One street, on the far side of town, is named for Stepan Khalturin, a member of the revolutionary movement People’s Will with no connection to Staraya Russa, who succeeded in detonating a bomb under the Tsar’s dining room in the Winter Palace in February 1880, killing guards and servants, and leading to panic in society and a declaration of martial law. Terrorists could be anywhere. The terrorist destruction that lacerated Russia in the last years of Dostoevsky’s life convinced him that the apocalyptic vision of Demons had been justified; none of its characters had been in the least ‘fantastic’. Revolutionaries were now openly committed to murder. Dostoevsky found their motivations and moral vacillations fascinating, noting the testimony of Vera Zasulich (translator of Marx’s Communist Manifesto) at her trial for the attempted assassination of the governor of St Petersburg: ‘It is terrible to raise one’s hand against a fellow man, but I decided that this is what I had to do.’ He continued to have close friends among materialists and progressives, even among old friends of Karl Marx, like the ‘fine, intelligent woman’ Anna Jaclard, who spent the summer season in Staraya Russa.
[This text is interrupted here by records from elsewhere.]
PR #344, opened 2024-07-31
feature/free_drive_mode

schmid-jn:
Add Button to enable free drive mode of ur-arm.

### DIFF
--- a/cob_teleop/ros/src/cob_teleop.cpp
+++ b/cob_teleop/ros/src/cob_teleop.cpp
@@ -29,6 +29,7 @@
 #include <sensor_msgs/JoyFeedbackArray.h>
 #include <std_msgs/Float64MultiArray.h>
 #include <std_msgs/ColorRGBA.h>
+#include <std_msgs/Bool.h>
 #include <std_srvs/Trigger.h>
 #include <XmlRpcValue.h>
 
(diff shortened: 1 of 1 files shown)


cob_teleop/ros/src/cob_teleop.cpp
```diff
@@ -369,6 +382,20 @@ void CobTeleop::updateBase()
   }
 }
 
+void CobTeleop::updateArm()
```
HannesBachter, line 385: why is the function not called e.g. `freedriveArm`?

cob_teleop/ros/src/cob_teleop.cpp
```diff
@@ -428,6 +455,20 @@ void CobTeleop::joy_cb(const sensor_msgs::Joy::ConstPtr &joy_msg)
     switch_mode();
   }
 
+  if (free_drive_button_ >= 0 && free_drive_button_ < (int)joy_msg->buttons.size() && joy_msg->buttons[free_drive_button_] == 1)
```
HannesBachter: why are you checking for `joy_msg->buttons[free_drive_button_] == 1` here and in the inside-if as well?

HannesBachter (changes requested):
otherwise cool feature :+1:

cob_teleop/ros/src/cob_teleop.cpp
schmid-jn: nicely spotted.

cob_teleop/ros/src/cob_teleop.cpp
schmid-jn: i thought maybe there will be more function added to the cob teleop connected to the arm. Than the main has two functions `updateBase` and `updateArm`

HannesBachter (approved):
tested on `mrl-q` :+1:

Footprints enticed us on to the frozen river. We took the steps down through the bare lime trees and walked towards Dostoevsky’s house on the ice, a watery sky above us, our mood lightened almost to a dream-state by hunger. On the headland, where the Porusya met the Polist, the reaching spire of the cathedral was silhouetted against the darkening sky. Beyond the cathedral, the embankment is named after Dostoevsky. We kept to the river. A group of children had made a sled run where the embankment was steepest. They moved among the trees, calling, laughing. To the east, through a tumbledown fence, over low metal garages and wooden sheds that leaned at odd angles, we could make out St George’s Church, where Dostoevsky worshipped, and where the Mother of God of Staraya Russa, now beloved of the FSB, hung until its disappearance in June 1941. Its single blue dome looked black on its round white tower. We climbed back up the slope and walked along the road past rusting Zhigulis.